Dataset extract:
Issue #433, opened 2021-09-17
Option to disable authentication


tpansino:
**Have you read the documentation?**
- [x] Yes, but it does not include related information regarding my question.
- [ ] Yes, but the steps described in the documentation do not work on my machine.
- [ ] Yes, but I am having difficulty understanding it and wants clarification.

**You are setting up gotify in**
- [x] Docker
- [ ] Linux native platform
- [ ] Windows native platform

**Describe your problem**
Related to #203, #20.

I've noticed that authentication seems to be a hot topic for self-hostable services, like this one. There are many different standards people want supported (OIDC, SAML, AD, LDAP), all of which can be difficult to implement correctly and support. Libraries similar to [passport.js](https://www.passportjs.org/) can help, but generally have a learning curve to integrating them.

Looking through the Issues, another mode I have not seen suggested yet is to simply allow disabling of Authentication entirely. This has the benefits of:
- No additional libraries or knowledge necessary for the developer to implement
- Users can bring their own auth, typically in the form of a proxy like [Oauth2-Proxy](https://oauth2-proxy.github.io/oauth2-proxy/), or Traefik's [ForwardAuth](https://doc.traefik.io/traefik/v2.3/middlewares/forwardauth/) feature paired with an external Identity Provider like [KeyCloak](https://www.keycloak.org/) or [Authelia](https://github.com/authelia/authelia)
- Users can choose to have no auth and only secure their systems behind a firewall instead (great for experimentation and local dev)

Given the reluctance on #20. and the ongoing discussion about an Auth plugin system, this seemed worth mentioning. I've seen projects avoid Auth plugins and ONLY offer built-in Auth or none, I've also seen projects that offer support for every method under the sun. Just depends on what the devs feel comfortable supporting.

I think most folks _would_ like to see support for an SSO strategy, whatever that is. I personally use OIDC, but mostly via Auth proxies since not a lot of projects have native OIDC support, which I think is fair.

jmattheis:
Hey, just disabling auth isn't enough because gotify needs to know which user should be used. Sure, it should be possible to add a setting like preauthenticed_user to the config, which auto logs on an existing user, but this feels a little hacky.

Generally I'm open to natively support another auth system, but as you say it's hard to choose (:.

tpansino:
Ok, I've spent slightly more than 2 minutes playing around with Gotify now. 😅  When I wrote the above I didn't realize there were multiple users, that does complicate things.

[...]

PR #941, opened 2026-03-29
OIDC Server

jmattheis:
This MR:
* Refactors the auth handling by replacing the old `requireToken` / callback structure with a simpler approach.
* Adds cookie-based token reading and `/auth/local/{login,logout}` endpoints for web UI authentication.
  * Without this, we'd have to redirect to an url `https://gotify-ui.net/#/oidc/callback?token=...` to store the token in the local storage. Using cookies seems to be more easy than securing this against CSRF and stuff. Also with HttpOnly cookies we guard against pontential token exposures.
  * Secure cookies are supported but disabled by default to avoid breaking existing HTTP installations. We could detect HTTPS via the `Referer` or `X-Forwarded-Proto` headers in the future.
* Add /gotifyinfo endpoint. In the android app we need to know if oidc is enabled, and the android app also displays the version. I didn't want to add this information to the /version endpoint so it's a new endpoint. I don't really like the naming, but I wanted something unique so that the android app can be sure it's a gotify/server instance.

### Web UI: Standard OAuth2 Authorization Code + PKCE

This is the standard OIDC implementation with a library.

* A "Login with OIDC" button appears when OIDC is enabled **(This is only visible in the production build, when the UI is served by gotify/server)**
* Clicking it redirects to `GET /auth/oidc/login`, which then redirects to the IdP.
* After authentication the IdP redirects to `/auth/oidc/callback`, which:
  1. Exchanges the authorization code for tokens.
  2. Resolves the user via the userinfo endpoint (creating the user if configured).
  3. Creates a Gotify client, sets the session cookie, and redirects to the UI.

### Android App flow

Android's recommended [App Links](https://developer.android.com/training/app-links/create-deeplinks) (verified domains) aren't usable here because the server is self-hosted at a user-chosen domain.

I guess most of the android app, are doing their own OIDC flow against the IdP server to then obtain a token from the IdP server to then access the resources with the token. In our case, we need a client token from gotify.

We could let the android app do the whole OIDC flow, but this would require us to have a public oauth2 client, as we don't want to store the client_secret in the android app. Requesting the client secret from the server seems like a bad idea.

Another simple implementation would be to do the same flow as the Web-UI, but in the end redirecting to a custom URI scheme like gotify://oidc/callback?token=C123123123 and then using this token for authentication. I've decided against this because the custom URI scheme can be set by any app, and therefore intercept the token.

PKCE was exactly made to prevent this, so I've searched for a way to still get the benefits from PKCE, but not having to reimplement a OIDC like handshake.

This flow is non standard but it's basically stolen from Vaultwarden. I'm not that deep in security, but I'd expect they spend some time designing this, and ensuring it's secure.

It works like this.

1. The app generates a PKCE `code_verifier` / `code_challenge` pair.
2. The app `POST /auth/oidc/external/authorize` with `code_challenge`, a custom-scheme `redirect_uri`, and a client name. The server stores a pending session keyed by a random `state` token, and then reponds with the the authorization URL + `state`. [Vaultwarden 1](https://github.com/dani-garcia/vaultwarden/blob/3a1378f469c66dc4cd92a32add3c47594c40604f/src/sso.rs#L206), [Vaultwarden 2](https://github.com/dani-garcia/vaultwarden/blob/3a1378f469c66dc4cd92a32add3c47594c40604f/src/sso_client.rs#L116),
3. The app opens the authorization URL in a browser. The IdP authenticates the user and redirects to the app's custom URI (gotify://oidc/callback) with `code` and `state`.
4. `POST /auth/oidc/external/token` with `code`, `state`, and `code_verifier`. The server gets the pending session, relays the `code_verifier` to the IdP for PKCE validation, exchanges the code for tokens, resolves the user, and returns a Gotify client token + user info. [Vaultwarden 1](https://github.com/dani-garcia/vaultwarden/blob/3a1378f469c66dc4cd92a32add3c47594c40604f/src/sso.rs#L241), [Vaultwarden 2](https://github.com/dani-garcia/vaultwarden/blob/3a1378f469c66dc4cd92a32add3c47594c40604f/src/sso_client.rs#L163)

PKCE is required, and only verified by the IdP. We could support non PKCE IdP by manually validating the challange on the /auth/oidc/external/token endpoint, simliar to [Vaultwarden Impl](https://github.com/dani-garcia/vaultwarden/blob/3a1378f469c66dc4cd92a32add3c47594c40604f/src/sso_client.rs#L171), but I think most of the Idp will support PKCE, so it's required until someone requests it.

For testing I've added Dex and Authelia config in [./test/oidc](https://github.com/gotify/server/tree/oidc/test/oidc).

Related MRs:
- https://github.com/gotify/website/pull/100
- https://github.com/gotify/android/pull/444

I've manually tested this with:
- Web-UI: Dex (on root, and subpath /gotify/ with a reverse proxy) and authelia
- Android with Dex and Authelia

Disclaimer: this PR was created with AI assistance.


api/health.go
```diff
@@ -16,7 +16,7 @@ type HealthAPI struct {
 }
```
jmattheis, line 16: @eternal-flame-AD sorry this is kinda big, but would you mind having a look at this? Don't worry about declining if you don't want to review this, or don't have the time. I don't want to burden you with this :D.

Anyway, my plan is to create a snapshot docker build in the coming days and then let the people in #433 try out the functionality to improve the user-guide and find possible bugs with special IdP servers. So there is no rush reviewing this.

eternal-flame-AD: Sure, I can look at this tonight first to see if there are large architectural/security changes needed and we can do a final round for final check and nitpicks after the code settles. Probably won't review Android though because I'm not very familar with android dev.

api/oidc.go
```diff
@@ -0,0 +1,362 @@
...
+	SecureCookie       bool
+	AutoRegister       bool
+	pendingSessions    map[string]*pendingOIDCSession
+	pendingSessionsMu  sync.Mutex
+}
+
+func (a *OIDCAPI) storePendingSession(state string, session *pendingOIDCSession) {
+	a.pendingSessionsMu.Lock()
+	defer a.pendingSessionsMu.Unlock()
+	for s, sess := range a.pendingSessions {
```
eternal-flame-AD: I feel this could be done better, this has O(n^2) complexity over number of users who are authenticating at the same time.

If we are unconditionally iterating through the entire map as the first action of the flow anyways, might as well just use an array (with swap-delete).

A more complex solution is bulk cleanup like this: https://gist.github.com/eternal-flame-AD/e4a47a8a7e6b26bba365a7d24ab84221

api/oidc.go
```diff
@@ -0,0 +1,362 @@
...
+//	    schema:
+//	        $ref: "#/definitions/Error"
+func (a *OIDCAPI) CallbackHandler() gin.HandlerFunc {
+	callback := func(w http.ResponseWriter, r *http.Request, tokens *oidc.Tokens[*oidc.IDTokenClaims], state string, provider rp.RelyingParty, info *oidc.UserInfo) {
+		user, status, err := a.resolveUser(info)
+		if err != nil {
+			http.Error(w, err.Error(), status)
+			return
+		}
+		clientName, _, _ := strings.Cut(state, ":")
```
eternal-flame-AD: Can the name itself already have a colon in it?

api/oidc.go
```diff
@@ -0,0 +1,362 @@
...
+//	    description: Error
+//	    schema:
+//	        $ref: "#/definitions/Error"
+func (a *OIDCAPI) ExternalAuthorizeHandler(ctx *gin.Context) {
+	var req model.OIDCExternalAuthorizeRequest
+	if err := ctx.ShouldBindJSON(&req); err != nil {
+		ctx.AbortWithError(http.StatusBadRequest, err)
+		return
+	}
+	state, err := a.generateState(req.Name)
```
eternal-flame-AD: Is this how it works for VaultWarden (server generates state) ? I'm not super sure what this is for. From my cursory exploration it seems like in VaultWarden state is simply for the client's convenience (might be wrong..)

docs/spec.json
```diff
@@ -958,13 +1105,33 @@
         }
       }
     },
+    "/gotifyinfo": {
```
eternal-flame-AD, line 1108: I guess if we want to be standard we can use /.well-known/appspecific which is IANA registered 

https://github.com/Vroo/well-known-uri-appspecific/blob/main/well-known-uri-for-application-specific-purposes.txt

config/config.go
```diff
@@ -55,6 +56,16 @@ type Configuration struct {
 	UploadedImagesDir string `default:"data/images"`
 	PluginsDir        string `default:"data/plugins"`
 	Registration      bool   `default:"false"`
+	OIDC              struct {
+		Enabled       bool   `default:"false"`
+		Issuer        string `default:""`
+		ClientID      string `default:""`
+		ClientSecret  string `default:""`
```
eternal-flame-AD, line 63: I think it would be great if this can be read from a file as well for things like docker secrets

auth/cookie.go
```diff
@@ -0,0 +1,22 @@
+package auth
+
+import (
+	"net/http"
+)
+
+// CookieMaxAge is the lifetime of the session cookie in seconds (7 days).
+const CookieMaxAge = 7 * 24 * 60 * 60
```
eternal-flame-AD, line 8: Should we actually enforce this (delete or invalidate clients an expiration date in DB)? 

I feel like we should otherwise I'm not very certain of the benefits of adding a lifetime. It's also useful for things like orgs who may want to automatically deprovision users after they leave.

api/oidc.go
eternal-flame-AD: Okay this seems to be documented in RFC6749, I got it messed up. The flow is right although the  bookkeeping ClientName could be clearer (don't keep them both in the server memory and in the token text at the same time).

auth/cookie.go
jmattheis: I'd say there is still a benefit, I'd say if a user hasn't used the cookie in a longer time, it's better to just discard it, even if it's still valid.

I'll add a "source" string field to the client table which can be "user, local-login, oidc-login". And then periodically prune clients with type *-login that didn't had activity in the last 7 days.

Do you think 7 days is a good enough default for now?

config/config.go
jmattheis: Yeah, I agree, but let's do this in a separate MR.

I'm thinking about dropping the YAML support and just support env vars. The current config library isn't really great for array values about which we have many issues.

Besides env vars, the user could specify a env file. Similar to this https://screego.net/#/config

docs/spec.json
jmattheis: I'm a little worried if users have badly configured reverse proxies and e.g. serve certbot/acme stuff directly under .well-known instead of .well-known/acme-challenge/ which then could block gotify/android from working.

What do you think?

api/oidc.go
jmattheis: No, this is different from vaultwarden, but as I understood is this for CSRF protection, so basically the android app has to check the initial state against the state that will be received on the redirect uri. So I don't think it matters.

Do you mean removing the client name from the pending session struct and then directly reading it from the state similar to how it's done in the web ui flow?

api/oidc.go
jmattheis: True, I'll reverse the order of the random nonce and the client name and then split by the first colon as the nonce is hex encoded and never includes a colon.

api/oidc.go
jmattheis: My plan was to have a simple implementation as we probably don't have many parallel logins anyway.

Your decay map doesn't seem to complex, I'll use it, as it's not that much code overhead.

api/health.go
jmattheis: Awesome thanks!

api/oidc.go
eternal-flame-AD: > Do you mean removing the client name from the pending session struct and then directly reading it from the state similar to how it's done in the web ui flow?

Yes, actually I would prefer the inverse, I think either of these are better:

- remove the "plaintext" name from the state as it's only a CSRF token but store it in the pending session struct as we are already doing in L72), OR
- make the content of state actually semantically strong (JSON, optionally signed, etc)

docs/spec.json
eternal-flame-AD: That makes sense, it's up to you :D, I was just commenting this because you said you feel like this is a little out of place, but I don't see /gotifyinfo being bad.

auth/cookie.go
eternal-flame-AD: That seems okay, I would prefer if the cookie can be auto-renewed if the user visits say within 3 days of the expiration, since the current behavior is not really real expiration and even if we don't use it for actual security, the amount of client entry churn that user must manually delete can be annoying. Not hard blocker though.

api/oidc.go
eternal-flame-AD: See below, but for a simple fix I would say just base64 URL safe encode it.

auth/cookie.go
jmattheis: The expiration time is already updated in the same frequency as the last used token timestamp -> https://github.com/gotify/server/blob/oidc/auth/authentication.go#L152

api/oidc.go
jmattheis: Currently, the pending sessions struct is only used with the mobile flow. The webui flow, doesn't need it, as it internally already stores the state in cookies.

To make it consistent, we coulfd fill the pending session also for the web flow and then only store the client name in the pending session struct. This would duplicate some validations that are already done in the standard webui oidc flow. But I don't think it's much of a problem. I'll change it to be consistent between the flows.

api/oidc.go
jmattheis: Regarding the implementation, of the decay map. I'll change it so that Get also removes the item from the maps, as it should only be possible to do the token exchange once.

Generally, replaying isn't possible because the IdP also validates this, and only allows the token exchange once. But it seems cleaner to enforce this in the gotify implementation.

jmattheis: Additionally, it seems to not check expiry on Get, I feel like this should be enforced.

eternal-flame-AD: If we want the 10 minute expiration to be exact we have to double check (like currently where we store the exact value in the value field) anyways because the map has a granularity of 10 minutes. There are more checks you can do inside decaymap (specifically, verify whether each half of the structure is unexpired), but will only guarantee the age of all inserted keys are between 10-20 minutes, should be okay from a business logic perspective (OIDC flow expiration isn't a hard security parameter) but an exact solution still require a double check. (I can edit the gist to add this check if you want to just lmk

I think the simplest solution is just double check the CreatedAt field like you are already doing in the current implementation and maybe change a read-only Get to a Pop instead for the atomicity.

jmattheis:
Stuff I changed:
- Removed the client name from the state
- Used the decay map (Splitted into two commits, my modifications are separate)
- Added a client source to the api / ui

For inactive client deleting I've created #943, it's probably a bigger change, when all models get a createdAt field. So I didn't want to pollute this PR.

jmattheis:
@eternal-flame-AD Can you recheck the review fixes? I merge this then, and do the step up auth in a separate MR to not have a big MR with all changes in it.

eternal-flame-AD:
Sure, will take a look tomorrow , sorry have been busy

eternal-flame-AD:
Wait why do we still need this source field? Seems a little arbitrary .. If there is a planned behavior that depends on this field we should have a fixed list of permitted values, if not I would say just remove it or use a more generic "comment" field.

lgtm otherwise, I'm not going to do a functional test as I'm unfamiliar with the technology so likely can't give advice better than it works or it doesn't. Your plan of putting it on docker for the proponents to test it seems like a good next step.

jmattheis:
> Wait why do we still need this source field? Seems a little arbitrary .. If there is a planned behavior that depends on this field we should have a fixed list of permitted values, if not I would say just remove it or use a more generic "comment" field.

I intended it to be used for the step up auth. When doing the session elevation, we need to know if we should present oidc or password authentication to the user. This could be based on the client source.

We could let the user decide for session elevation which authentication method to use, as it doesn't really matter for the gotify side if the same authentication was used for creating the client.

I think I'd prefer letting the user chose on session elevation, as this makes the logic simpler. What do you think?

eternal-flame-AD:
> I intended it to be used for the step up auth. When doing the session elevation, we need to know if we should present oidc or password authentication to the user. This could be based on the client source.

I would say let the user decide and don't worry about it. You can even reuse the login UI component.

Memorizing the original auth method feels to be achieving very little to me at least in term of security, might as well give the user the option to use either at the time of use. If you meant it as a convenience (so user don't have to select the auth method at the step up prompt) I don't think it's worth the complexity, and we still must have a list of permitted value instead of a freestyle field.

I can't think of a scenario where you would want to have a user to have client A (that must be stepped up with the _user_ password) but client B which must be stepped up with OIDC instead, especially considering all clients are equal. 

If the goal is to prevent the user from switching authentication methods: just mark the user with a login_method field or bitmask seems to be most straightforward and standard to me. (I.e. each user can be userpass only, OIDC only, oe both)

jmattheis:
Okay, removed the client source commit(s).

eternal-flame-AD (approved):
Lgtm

Exercise requirements:
Among the lines above, return those that hold the word "documentation".

Answer space:
**Have you read the documentation?**
- [ ] Yes, but the steps described in the documentation do not work on my machine.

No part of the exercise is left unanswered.